DATA below:
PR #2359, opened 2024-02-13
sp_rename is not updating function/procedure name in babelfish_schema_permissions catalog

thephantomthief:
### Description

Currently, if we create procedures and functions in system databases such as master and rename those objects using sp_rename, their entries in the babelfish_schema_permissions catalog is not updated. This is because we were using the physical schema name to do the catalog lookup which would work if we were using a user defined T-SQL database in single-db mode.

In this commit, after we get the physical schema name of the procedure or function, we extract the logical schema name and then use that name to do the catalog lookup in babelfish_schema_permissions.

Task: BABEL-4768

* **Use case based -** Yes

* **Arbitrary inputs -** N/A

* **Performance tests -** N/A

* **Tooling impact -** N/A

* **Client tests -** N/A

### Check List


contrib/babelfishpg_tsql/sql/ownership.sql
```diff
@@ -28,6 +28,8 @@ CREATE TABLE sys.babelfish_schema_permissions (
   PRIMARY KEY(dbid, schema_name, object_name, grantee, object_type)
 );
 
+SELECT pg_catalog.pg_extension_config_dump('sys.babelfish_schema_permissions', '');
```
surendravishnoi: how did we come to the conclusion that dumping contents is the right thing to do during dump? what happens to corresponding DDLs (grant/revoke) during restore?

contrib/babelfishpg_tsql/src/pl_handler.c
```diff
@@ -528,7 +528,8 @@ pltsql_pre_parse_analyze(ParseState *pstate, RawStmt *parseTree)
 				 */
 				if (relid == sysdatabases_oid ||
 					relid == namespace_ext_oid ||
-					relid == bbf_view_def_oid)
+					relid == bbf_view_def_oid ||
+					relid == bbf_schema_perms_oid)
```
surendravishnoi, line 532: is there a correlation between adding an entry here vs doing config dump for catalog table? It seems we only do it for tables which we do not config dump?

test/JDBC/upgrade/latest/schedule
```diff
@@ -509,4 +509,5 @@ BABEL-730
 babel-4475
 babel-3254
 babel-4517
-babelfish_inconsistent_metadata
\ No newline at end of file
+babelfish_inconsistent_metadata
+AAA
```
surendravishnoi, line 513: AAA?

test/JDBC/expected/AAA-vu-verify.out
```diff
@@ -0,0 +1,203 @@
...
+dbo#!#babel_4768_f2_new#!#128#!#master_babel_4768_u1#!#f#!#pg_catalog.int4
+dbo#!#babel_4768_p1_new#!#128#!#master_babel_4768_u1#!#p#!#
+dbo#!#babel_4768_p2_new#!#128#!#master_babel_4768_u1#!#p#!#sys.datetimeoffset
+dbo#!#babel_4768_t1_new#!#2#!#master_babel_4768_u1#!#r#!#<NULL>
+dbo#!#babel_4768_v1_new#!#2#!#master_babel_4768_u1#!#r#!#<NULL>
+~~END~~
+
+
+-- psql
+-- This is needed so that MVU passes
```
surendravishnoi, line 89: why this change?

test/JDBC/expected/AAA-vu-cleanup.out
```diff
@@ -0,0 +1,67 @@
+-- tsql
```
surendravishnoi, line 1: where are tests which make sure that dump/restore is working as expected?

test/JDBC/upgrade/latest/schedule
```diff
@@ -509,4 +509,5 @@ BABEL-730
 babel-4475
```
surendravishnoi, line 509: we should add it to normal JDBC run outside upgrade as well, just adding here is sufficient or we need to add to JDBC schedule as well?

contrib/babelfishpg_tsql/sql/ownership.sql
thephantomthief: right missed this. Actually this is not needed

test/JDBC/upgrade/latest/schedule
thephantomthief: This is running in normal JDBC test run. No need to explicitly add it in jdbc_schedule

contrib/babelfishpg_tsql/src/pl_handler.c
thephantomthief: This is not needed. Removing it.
End of DATA.
DATA below:
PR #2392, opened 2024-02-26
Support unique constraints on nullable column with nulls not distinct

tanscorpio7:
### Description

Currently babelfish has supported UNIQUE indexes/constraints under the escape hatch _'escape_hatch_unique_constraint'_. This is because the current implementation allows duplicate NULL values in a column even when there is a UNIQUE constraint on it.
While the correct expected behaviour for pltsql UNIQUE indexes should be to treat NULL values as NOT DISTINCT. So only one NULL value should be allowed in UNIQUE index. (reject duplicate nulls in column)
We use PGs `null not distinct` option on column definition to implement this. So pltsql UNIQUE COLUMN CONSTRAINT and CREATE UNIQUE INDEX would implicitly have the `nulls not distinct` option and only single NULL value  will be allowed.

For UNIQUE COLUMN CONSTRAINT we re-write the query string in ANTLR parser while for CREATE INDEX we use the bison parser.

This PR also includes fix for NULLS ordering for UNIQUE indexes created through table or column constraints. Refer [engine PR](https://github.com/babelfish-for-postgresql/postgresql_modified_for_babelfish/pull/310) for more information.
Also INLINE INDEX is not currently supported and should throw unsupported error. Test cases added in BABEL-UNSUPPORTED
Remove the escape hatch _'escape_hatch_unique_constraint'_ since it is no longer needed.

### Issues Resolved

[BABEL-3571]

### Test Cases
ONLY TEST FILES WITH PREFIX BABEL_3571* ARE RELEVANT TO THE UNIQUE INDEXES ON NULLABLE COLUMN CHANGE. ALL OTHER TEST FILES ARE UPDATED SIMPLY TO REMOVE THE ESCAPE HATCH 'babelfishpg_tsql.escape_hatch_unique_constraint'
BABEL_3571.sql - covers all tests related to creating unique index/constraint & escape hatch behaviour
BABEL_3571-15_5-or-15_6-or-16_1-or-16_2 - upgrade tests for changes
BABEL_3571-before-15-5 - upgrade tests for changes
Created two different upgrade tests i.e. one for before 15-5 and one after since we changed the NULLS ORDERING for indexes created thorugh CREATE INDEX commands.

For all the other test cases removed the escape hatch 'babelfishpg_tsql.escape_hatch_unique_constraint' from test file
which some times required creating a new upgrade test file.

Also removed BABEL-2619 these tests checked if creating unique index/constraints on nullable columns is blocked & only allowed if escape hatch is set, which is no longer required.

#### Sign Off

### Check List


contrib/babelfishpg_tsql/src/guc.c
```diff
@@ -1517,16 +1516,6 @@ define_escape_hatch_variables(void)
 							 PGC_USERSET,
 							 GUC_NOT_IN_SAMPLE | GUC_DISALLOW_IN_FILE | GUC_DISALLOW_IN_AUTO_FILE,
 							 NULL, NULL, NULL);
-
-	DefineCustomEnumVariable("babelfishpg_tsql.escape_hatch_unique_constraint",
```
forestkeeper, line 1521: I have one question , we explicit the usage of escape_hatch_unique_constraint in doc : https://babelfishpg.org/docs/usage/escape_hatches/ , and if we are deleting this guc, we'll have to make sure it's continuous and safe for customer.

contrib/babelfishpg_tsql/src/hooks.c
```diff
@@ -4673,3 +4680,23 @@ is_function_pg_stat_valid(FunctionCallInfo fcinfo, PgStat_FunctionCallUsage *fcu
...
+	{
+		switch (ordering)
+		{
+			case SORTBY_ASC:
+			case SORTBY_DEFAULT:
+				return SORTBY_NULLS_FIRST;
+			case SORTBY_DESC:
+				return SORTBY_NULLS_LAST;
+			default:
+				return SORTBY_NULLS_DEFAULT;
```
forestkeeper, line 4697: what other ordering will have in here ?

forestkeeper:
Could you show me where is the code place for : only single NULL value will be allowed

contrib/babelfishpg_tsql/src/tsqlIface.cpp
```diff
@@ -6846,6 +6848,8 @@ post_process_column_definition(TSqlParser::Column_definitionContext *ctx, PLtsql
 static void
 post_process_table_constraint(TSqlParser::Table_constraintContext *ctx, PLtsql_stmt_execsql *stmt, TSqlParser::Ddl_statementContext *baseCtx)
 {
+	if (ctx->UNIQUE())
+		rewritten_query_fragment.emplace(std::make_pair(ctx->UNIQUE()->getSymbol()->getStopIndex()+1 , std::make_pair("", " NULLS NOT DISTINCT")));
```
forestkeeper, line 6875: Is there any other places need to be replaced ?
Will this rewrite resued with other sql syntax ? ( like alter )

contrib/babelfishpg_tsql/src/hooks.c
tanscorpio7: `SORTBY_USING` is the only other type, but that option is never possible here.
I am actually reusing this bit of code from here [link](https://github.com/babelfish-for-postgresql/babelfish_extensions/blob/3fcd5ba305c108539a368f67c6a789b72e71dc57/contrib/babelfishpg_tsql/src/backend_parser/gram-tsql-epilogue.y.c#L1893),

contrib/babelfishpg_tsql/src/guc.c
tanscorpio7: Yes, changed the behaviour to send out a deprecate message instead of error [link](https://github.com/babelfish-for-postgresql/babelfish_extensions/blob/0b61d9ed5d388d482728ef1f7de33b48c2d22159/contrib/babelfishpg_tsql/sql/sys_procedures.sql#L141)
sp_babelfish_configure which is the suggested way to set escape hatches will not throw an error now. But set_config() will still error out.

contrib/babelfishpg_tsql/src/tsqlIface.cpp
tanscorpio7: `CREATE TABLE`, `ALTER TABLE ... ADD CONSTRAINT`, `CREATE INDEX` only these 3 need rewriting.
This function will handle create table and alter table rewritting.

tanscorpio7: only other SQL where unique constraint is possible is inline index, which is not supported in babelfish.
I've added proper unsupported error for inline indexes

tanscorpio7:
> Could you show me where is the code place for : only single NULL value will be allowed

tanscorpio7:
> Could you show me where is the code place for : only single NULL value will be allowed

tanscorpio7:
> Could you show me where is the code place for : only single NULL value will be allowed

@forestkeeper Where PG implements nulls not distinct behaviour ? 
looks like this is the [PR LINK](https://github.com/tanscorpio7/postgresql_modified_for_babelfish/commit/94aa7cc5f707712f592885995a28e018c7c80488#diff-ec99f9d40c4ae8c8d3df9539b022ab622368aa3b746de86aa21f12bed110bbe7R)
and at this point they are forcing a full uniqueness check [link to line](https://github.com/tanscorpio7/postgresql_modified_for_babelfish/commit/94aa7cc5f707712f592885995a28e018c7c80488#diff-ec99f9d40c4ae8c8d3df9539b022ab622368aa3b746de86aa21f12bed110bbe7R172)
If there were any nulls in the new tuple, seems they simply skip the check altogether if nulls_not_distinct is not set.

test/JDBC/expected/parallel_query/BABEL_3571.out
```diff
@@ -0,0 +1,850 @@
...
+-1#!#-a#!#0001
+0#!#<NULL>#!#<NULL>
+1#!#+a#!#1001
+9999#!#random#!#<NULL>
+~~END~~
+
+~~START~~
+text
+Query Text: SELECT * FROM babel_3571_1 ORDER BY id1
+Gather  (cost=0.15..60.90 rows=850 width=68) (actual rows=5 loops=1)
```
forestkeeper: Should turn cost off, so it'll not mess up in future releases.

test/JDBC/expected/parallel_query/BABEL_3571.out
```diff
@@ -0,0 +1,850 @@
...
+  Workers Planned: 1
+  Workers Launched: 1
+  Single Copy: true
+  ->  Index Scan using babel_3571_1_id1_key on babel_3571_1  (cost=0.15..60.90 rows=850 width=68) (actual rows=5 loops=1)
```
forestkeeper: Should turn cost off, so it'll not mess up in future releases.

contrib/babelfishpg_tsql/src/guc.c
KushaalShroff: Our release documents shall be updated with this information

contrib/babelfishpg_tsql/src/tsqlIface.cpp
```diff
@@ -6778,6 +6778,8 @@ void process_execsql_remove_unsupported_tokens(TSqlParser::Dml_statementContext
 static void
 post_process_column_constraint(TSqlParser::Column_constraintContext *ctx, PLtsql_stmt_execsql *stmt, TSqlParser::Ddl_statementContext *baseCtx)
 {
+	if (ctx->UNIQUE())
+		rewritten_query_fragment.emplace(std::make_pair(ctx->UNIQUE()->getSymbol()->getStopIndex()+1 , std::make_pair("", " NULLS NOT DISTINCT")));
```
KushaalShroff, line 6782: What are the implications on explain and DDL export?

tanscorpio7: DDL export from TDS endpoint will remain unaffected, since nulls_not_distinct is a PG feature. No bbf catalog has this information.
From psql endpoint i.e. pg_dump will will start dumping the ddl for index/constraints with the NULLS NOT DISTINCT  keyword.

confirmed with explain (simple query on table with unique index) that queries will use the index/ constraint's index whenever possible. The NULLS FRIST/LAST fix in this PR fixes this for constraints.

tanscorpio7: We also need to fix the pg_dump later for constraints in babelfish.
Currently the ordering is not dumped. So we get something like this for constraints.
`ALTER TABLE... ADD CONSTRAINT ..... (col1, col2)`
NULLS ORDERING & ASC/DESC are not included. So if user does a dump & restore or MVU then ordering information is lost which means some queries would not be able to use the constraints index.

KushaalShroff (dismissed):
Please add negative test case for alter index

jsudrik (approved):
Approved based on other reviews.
End of DATA.
**TRY IT:** Would you quote everything above from the line containing "tanscorpio7: only other" down to the line containing "looks like this"? Include both of those lines and nothing else.

**WRITTEN RESPONSE:**
tanscorpio7: only other SQL where unique constraint is possible is inline index, which is not supported in babelfish.
I've added proper unsupported error for inline indexes

tanscorpio7:
> Could you show me where is the code place for : only single NULL value will be allowed

tanscorpio7:
> Could you show me where is the code place for : only single NULL value will be allowed

tanscorpio7:
> Could you show me where is the code place for : only single NULL value will be allowed

@forestkeeper Where PG implements nulls not distinct behaviour ? 
looks like this is the [PR LINK](https://github.com/tanscorpio7/postgresql_modified_for_babelfish/commit/94aa7cc5f707712f592885995a28e018c7c80488#diff-ec99f9d40c4ae8c8d3df9539b022ab622368aa3b746de86aa21f12bed110bbe7R)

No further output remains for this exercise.